**Assignment**:
The lines from the start of the records below through the line containing "We found that" are to be copied exactly, both ends included, with nothing added.

**Exercise material**:
PR #1653, opened 2021-10-12
Ensure light collections are dirtied on creation

aloysbaillet:
### Description of Change(s)

We found that when undoing the deletion of a light with an active collection, the re-creation of that light was not dirtying the content of the collection.

It is unfortunately quite tricky to provide a test for this use case, but we have one internally in Omniverse...
Our test goes like this:
* create 2 cubes
* create a light
* set the light's lightLink collection to refer to cube2
* check in viewport with a light-collection-enabled renderer that things are OK
* delete the light
* undo that deletion
* check in viewport with a light-collection-enabled renderer that things are OK again (it wasn't without this fix)

### DIFF
--- a/pxr/usdImaging/usdImaging/collectionCache.cpp
+++ b/pxr/usdImaging/usdImaging/collectionCache.cpp
@@ -38,10 +38,29 @@ _IsQueryTrivial(UsdCollectionAPI::MembershipQuery const& query)
         ruleMap.begin()->second == UsdTokens->expandPrims;
 }
 
+void
+UsdImaging_CollectionCache::_MarkCollectionContentDirty(UsdStageWeakPtr const& stage, 
+    UsdCollectionAPI::MembershipQuery const& query)
+{
+    if(query.HasExcludes())
+    {
+        // If there are any exlusion we have to consider all previously excluded paths dirty
+        // As there is no API to query excluded paths we mark all prims in the Stage dirty
+        _allPathsDirty = true;
+    }
+    else
+    {
+        SdfPathSet linkedPaths = UsdComputeIncludedPathsFromCollection(query, stage);
+        std::merge(_dirtyPaths.begin(), _dirtyPaths.end(), linkedPaths.begin(), linkedPaths.end(),
+            std::inserter(_dirtyPaths, _dirtyPaths.begin()));
+    }
+}
+
 TfToken
 UsdImaging_CollectionCache::UpdateCollection(UsdCollectionAPI const& c)
 {
-    RemoveCollection(c);
+    const UsdStageWeakPtr& stage = c.GetPrim().GetStage();
+    RemoveCollection(stage, c.GetCollectionPath());
 
     std::lock_guard<std::mutex> lock(_mutex);
 
@@ -78,15 +97,16 @@ UsdImaging_CollectionCache::UpdateCollection(UsdCollectionAPI const& c)
     _pathsForQuery[query].insert(path);
     _idForPath[path] = id;
 
+    _MarkCollectionContentDirty(stage, query);
+    
     return id;
 }
 
 void
-UsdImaging_CollectionCache::RemoveCollection(UsdCollectionAPI const& c)
+UsdImaging_CollectionCache::RemoveCollection(UsdStageWeakPtr const& stage, SdfPath const& path)
 {
     std::lock_guard<std::mutex> lock(_mutex);
 
-    SdfPath path = c.GetCollectionPath();
     auto const& pathEntry = _idForPath.find(path);
     if (pathEntry == _idForPath.end()) {
         // No pathEntry -- bail.  This can happen if the collection was
@@ -102,6 +122,9 @@ UsdImaging_CollectionCache::RemoveCollection(UsdCollectionAPI const& c)
         return;
     }
     UsdCollectionAPI::MembershipQuery const& queryRef = queryEntry->second;
+    _idForQuery.erase(queryRef);
+
+    _MarkCollectionContentDirty(stage, queryRef);
 
     auto const& pathsForQueryEntry = _pathsForQuery.find(queryRef);
     pathsForQueryEntry->second.erase(path);
@@ -113,12 +136,30 @@ UsdImaging_CollectionCache::RemoveCollection(UsdCollectionAPI const& c)
     // This also reaps the associated identifier.
     if (pathsForQueryEntry->second.empty()) {
         _pathsForQuery.erase(pathsForQueryEntry);
-        _idForQuery.erase(queryRef);
         _queryForId.erase(queryEntry);
         TF_DEBUG(USDIMAGING_COLLECTIONS)
             .Msg("UsdImaging_CollectionCache: Dropped id '%s'", id.GetText());
     }
 };
+
+SdfPathSet const&
+UsdImaging_CollectionCache::GetDirtyPaths() const
+{
+    return _dirtyPaths;
+}
+
+bool
+UsdImaging_CollectionCache::AreAllPathsDirty() const
+{
+    return _allPathsDirty;
+}
+
+void
+UsdImaging_CollectionCache::ClearDirtyPaths()
+{
+    _dirtyPaths.clear();
+    _allPathsDirty = false;
+}
 
 TfToken
 UsdImaging_CollectionCache::GetIdForCollection(UsdCollectionAPI const& c)
--- a/pxr/usdImaging/usdImaging/collectionCache.cpp
+++ b/pxr/usdImaging/usdImaging/collectionCache.cpp
@@ -42,16 +42,9 @@ void
 UsdImaging_CollectionCache::_MarkCollectionContentDirty(UsdStageWeakPtr const& stage, 
     UsdCollectionAPI::MembershipQuery const& query)
 {
-    if(query.HasExcludes())
-    {
-        // If there are any exlusion we have to consider all previously excluded paths dirty
-        // As there is no API to query excluded paths we mark all prims in the Stage dirty
-        _allPathsDirty = true;
-    } else {
-        SdfPathSet linkedPaths = UsdComputeIncludedPathsFromCollection(query, stage);
-        std::merge(_dirtyPaths.begin(), _dirtyPaths.end(), linkedPaths.begin(), linkedPaths.end(),
-            std::inserter(_dirtyPaths, _dirtyPaths.begin()));
-    }
+    SdfPathSet linkedPaths = UsdComputeIncludedPathsFromCollection(query, stage);
+    std::merge(_dirtyPaths.begin(), _dirtyPaths.end(), linkedPaths.begin(), linkedPaths.end(),
+        std::inserter(_dirtyPaths, _dirtyPaths.begin()));
 }
 
 bool
@@ -97,16 +90,18 @@ UsdImaging_CollectionCache::UpdateCollection(UsdCollectionAPI const& c)
     _idForPath[path] = id;
 
     _MarkCollectionContentDirty(stage, query);
-    
+    // Also add the light in the dirty set for it to be marked as collection dirty
+    _dirtyPaths.insert(c.GetPrim().GetPath());
+
     return changed;
 }
 
 size_t
-UsdImaging_CollectionCache::RemoveCollection(UsdStageWeakPtr const& stage, SdfPath const& path)
+UsdImaging_CollectionCache::RemoveCollection(UsdStageWeakPtr const& stage, SdfPath const& collectionPath)
 {
     std::lock_guard<std::mutex> lock(_mutex);
 
-    auto const& pathEntry = _idForPath.find(path);
+    auto const& pathEntry = _idForPath.find(collectionPath);
     if (pathEntry == _idForPath.end()) {
         // No pathEntry -- bail.  This can happen if the collection was
         // trivial; see _IsQueryTrivial().
@@ -125,12 +120,13 @@ UsdImaging_CollectionCache::RemoveCollection(UsdStageWeakPtr const& stage, SdfPa
     _idForQuery.erase(queryRef);
 
     _MarkCollectionContentDirty(stage, queryRef);
+    _dirtyPaths.insert(collectionPath.GetPrimPath());
 
     auto const& pathsForQueryEntry = _pathsForQuery.find(queryRef);
-    pathsForQueryEntry->second.erase(path);
+    pathsForQueryEntry->second.erase(collectionPath);
     TF_DEBUG(USDIMAGING_COLLECTIONS)
         .Msg("UsdImaging_CollectionCache: Id '%s' disused <%s>\n",
-             id.GetText(), path.GetText());
+             id.GetText(), collectionPath.GetText());
 
     // Reap _pathsForQuery entries when the last path is removed.
     // This also reaps the associated identifier.
@@ -138,7 +134,7 @@ UsdImaging_CollectionCache::RemoveCollection(UsdStageWeakPtr const& stage, SdfPa
         _pathsForQuery.erase(pathsForQueryEntry);
         _queryForId.erase(queryEntry);
         TF_DEBUG(USDIMAGING_COLLECTIONS)
-            .Msg("UsdImaging_CollectionCache: Dropped id '%s'", id.GetText());
+            .Msg("UsdImaging_CollectionCache: Dropped id '%s'\n", id.GetText());
     }
     return hash;
 };
@@ -149,17 +145,10 @@ UsdImaging_CollectionCache::GetDirtyPaths() const
     return _dirtyPaths;
 }
 
-bool
-UsdImaging_CollectionCache::AreAllPathsDirty() const
-{
-    return _allPathsDirty;
-}
-
 void
 UsdImaging_CollectionCache::ClearDirtyPaths()
 {
     _dirtyPaths.clear();
-    _allPathsDirty = false;
 }
 
 TfToken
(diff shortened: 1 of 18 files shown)


spitzak:
We ran into this as well, but it was pretty simple to have the renderDelegate update things due to the creation of the light and the calling of Sync() on it, so I am not absolutely certain this dirtying is needed

aloysbaillet:
Thanks Bill, I'm still discovering the Hydra world... but in our render delegate the Light::Sync was indeed called, but each linked geometry rprim wasn't and we need them called to re-register them with the light link. I'm curious how you made it work?

spitzak:
This is lame but in Light::Sync() it checks if the categories changed and
if so it calls
sceneDelegate->GetRenderIndex().GetChangeTracker().MarkAllRprimsDirty(pxr::HdChangeTracker::DirtyCategories);
which calls Sync() on all the Geometry.

aloysbaillet:
Fair enough :)
I wanted to avoid marking all prims dirty though, the proposed change only marks the collection members dirty...

jilliene:
Filed as internal issue #USD-6961

tcauchois:
Hey Aloys,

Like I mentioned on your other PR, I'm a bit hesitant to have special case code in delegate.cpp since it becomes hard to maintain.  There's also a few bits you're missing.  This will be a bit involved to fix but I'll try to lay out the pieces and answer any questions.

First up, we have an object UsdImaging_CollectionCache that actually answers all of the queries, both GetLightParamValue(lightLink) and GetCategories(rprim).  Here's the class: https://github.com/PixarAnimationStudios/USD/blob/release/pxr/usdImaging/usdImaging/collectionCache.h ... and here's where we populate it: https://github.com/PixarAnimationStudios/USD/blob/release/pxr/usdImaging/usdImaging/lightAdapter.cpp#L131 ...  In order to keep the collection cache up to date with any changes, I'd recommend updating lightAdapter.cpp and lightFilterAdapter.cpp to call UpdateCollection in TrackVariability (which is already there); call UpdateCollection in ProcessPropertyChange if the collection changes (and return HdLight::DirtyParams); and call RemoveCollection in _RemovePrim.  This way the results of any calls into the collection cache will always be up-to-date.

The next piece you need is hydra dirty bit tracking.  Ideally, you could do this when you call UpdateCollection; the collection cache removes a bunch of gprims from the collection list, and adds a bunch of other ones, and you could just produce a list of paths to mark with DirtyCategories.  However, TrackVariability (for example) is called multi-threaded and can't call the hydra change-tracker, which isn't threadsafe.  And neither TrackVariability nor ProcessPropertyChange have a UsdImagingIndexProxy, which is the class needed to call MarkDirty.

The way out of this that I see is for the collection cache to keep a dirty gprim list.  Every time you call RemoveCollection or UpdateCollection, add hydra paths to an SdfPathSet (or Vector) on the collection cache itself.  At the end of UsdImagingDelegate::ApplyPendingUpdates(), which is our function that applies USD edits to imaging, loop through this set calling MarkDirty(DirtyCategories); I'm imagining putting that loop here https://github.com/PixarAnimationStudios/USD/blob/release/pxr/usdImaging/usdImaging/delegate.cpp#L1040 ... right after _ExecuteWorkForVariabilityUpdate.  Or the other option, of course, is Bill's approach of marking all rprims dirty with DirtyCategories whenever the collections change.  That's faster if your light collections tend to be big.  (Note that the trivial collection of "/" avoids all of these codepaths entirely).

That should do a much better job of handling the category change-tracking.

Hopefully this makes sense!  Any work to fix this up is super appreciated, and I'm happy to answer whatever questions you have about the code.

Thanks,
Tom

aloysbaillet:
Thanks Tom, I'll look into this!

pxr/usdImaging/usdImaging/delegate.cpp
```diff
@@ -1348,10 +1348,35 @@ UsdImagingDelegate::_ResyncUsdPrim(SdfPath const& usdPath,
...
+                        TF_VERIFY(primInfo->adapter, "%s", affectedCachePath.GetText())) {
+                        UsdImagingPrimAdapterSharedPtr& adapter = primInfo->adapter;
+                        adapter->MarkDirty(primInfo->usdPrim, affectedCachePath,
+                            HdChangeTracker::DirtyCategories, proxy);
+                    }
+                }
+            };
+            UsdLuxLightAPI light(usdPrim);
+            UsdCollectionAPI lightLink{ light.GetLightLinkCollectionAPI() };
+            _MarkLinkPathsDirty(lightLink.ComputeIncludedPaths(lightLink.ComputeMembershipQuery(), _stage));
```
tcauchois: I think the "Compute" here won't go through the collection cache, right?  Is there a way to do that?

pxr/usdImaging/usdImaging/delegate.cpp
```diff
@@ -1082,6 +1082,39 @@ UsdImagingDelegate::ApplyPendingUpdates()
...
     _ExecuteWorkForVariabilityUpdate(&worker);
+
+    // Mark all dirty collection prims
+    if (_collectionCache.AreAllPathsDirty())
+    {
+        TRACE_SCOPE("Mark all dirty collection members");
+        TF_FOR_ALL(it, _hdPrimInfoMap) {
+            UsdImagingPrimAdapterSharedPtr& adapter = it->second.adapter;
+            TF_DEBUG(USDIMAGING_CHANGES).Msg("[Update]: invalidate collection member prim (all paths dirty) %s\n", it->first.GetText());
+            adapter->MarkDirty(it->second.usdPrim, it->first,
```
tcauchois: We should only do this for gprims.  The standard way to do this is to add a "MarkCollectionsDirty" on prim adapter that does nothing, and an override on gprim adapter that calls MarkDirty(DirtyCategories).

"DirtyCollections" doesn't mean anything on other types of prim and will invalidate a random attribute.

pxr/usdImaging/usdImaging/lightAdapter.cpp
```diff
@@ -177,6 +216,9 @@ UsdImagingLightAdapter::ProcessPropertyChange(UsdPrim const& prim,
     if (UsdGeomXformable::IsTransformationAffectedByAttrNamed(propertyName)) {
         return HdLight::DirtyBits::DirtyTransform;
     }
+
+    _UpdateCollectionsChanged(prim, cachePath);
```
tcauchois: We'd want to guard this in "if (propertyName == lightLinkAttrToken)" or something, not sure what the right token is offhand.

pxr/usdImaging/usdImaging/lightAdapter.cpp
```diff
@@ -127,11 +163,14 @@ UsdImagingLightAdapter::TrackVariability(UsdPrim const& prim,
...
-        UsdImaging_CollectionCache &collectionCache = _GetCollectionCache();
-        collectionCache.UpdateCollection(light.GetLightLinkCollectionAPI());
-        collectionCache.UpdateCollection(light.GetShadowLinkCollectionAPI());
-        // TODO: When collections change we need to invalidate affected
-        // prims with the DirtyCollections flag.
+        if (_UpdateCollectionsChanged(prim, cachePath))
+        {
+            *timeVaryingBits |= HdLight::DirtyBits::DirtyCollection;
+        }
+        else
```
tcauchois: Can skip the else here.

pxr/usdImaging/usdImaging/lightAdapter.cpp
```diff
@@ -80,6 +80,42 @@ UsdImagingLightAdapter::_RemovePrim(SdfPath const& cachePath,
...
+    UsdImaging_CollectionCache &collectionCache = _GetCollectionCache();
+    auto getCollectionHash = [&collectionCache] (const UsdCollectionAPI& api) -> size_t {
+        const TfToken id = collectionCache.UpdateCollection(api);
+        const UsdImaging_CollectionCache::Query* query = nullptr;
+        collectionCache.GetMembershipQuery(id, &query);
+        return query != nullptr ? query->GetHash() : 0;
+    };
+    UsdLuxLight light(prim);
+    const size_t newLightCollectionHash = getCollectionHash(light.GetLightLinkCollectionAPI());
+    const size_t newShadowCollectionHash = getCollectionHash(light.GetShadowLinkCollectionAPI());
```
tcauchois: We might have gone over this already, but why are we hashing the collections?  Can we not have "UpdateCollection" tell us whether the membership has changed?

pxr/usdImaging/usdImaging/lightAdapter.cpp
```diff
@@ -80,6 +80,42 @@ UsdImagingLightAdapter::_RemovePrim(SdfPath const& cachePath,
                                     UsdImagingIndexProxy* index)
 {
     index->RemoveSprim(HdPrimTypeTokens->light, cachePath);
+    UsdImaging_CollectionCache &collectionCache = _GetCollectionCache();
+    SdfPath lightLinkPath = cachePath.AppendProperty(UsdImagingTokens->collectionLightLink);
+    collectionCache.RemoveCollection(GetDelegate()->GetStage(), lightLinkPath);
+    SdfPath shadowLinkPath = cachePath.AppendProperty(UsdImagingTokens->collectionShadowLink);
+    collectionCache.RemoveCollection(GetDelegate()->GetStage(), shadowLinkPath);
```
tcauchois: Might want to remove _collectionHashes[cachePath] here...

pxr/usdImaging/usdImaging/collectionCache.cpp
```diff
@@ -78,15 +97,16 @@ UsdImaging_CollectionCache::UpdateCollection(UsdCollectionAPI const& c)
     _pathsForQuery[query].insert(path);
     _idForPath[path] = id;
 
+    _MarkCollectionContentDirty(stage, query);
+
```
tcauchois: I feel like there's some missing bits here...  If _queryForId[id] before you update it != query, also _MarkContentDirty(stage, _queryForId[id])?

pxr/usdImaging/usdImaging/delegate.h
```diff
@@ -520,6 +520,12 @@ class UsdImagingDelegate : public HdSceneDelegate, public TfWeakBase {
     USDIMAGING_API
     bool IsInInvisedPaths(const SdfPath &usdPath) const;
 
+    USDIMAGING_API
```
tcauchois: I'd add this as protected API on primAdapter.cpp instead, if that's ok.

pxr/usdImaging/usdImaging/lightAdapter.cpp
tcauchois: Actually, can just call _UpdateCollectionsChanged.  I don't think collections are allowed to be time-varying?  And if you did want to check that, instead of seeing if the collection has new contents, you'd want to ask whether the attributes are time varying.

pxr/usdImaging/usdImaging/collectionCache.cpp
```diff
@@ -38,10 +38,29 @@ _IsQueryTrivial(UsdCollectionAPI::MembershipQuery const& query)
...
 
+void
+UsdImaging_CollectionCache::_MarkCollectionContentDirty(UsdStageWeakPtr const& stage, 
+    UsdCollectionAPI::MembershipQuery const& query)
+{
+    if(query.HasExcludes())
+    {
+        // If there are any exlusion we have to consider all previously excluded paths dirty
+        // As there is no API to query excluded paths we mark all prims in the Stage dirty
+        _allPathsDirty = true;
```
tcauchois: Even if the query has exclude paths, I'd still expect UsdComputeIncludedPathsFromCollection to come up with the right list.  That should return the set of paths that pass both the include & exclude rules, right?

pxr/usdImaging/usdImaging/lightAdapter.cpp
aloysbaillet: Indeed! Would this be OK? Some string parsing as the attributes can be numerous and are all under the collection:lightLink/shadowLink prefix:
```
    if (TfStringStartsWith(propertyName.GetString(), UsdImagingTokens->collectionShadowLink.GetString()) || 
        TfStringStartsWith(propertyName.GetString(), UsdImagingTokens->collectionLightLink.GetString()))
    {
        _UpdateCollectionsChanged(prim, cachePath);
    }
```

tcauchois: Yeah, that would be great!

pxr/usdImaging/usdImaging/collectionCache.cpp
aloysbaillet: Indeed, but prims that were previously excluded from the collection would not be returned in the include set, and these also need to be marked dirty...

pxr/usdImaging/usdImaging/collectionCache.cpp
aloysbaillet: The `RemoveCollection` call at the beginning of `UpdateCollection` will mark the previous collection content dirty, wouldn't this cover it?

pxr/usdImaging/usdImaging/lightAdapter.cpp
aloysbaillet: Indeed! Would this signature be OK?
```
TfToken
UsdImaging_CollectionCache::UpdateCollection(UsdCollectionAPI const& c, bool* changed)
```

aloysbaillet: Actually I'll just return a bool instead of the TfToken as the return value isn't needed anymore...

pxr/usdImaging/usdImaging/lightAdapter.cpp
aloysbaillet: Good point, but not needed anymore as I'm not storing the hashes any longer!

pxr/usdImaging/usdImaging/delegate.cpp
aloysbaillet: This code is now deleted

pxr/usdImaging/usdImaging/lightAdapter.cpp
aloysbaillet: I removed the call altogether as the attributes cannot be animated... I'm guessing that if timesamples are added on the includeRoot bool that could cause some issues though?

pxr/usdImaging/usdImaging/collectionCache.cpp
aloysbaillet: Actually as the RemoveCollection call will catch all paths from the outgoing collection, the UpdateCollection should be able to safely ignore the excluded paths... Will test that further!

aloysbaillet:
I've cleaned and simplified the code further, also fixed some formatting inconsistencies.
The `UsdImagingLightAdapter::ProcessPropertyChange` method now returns `HdLight::DirtyBits::DirtyCollection` when it detects a collection change (using hashes for comparison, but without having to store them).

I'm still having one refresh issue that I'm chasing but I'm confident it is a problem in our render delegate (I had to change it quite a lot to handle `HdLight::DirtyCollection` properly).
I'm quite confident the prman render delegate will need updating to take advantage of the now-working DirtyCollection flag, but I'm not sure if I'll be able to do that (I think I would need a license first ;) ).

aloysbaillet:
I've fixed a compilation error (`UsdLuxLight`->`UsdLuxLightAPI` as I was testing on an older USD version sorry!) and @sirpalee kindly tested these changes with success using the Arnold render delegate.

pxr/usdImaging/usdImaging/lightAdapter.cpp
```diff
@@ -71,15 +71,50 @@ UsdImagingLightAdapter::Populate(UsdPrim const& prim,
...
+    collectionCache.RemoveCollection(_GetStage(), shadowLinkPath);
+}
+
+void
+UsdImagingLightAdapter::_RegisterLightCollections(UsdPrim const& prim) {
+    _UpdateCollectionsChanged(prim);
+}
+
+bool
+UsdImagingLightAdapter::_UpdateCollectionsChanged(UsdPrim const& prim) const {
```
tcauchois: Probably just a merge issue, but _UpdateCollectionsChanged shows up twice in this file (seemingly with the same implementation).

tcauchois: Probably just a merge issue, but _UpdateCollectionsChanged shows up twice in this file (seemingly with the same implementation).

aloysbaillet: oh wow, sorry about this!

pxr/usdImaging/usdImaging/lightAdapter.cpp
```diff
@@ -71,15 +71,50 @@ UsdImagingLightAdapter::Populate(UsdPrim const& prim,
 {
     index->InsertSprim(HdPrimTypeTokens->light, prim.GetPath(), prim);
     HD_PERF_COUNTER_INCR(UsdImagingTokens->usdPopulatedPrimCount);
+    _RegisterLightCollections(prim);
 
     return prim.GetPath();
 }
 
 void
-UsdImagingLightAdapter::_RemovePrim(SdfPath const& cachePath,
```
tcauchois, line 79: Did you mean to remove this?  It's still marked overridden in the header, so it's causing build issues.

tcauchois, line 79: Did you mean to remove this?  It's still marked overridden in the header, so it's causing build issues.

aloysbaillet: Not really sorry about this, the USD version I've been testing with didn't have that method implemented!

**Final answer**:
PR #1653, opened 2021-10-12
Ensure light collections are dirtied on creation

aloysbaillet:
### Description of Change(s)

We found that when undoing the deletion of a light with an active collection, the re-creation of that light was not dirtying the content of the collection.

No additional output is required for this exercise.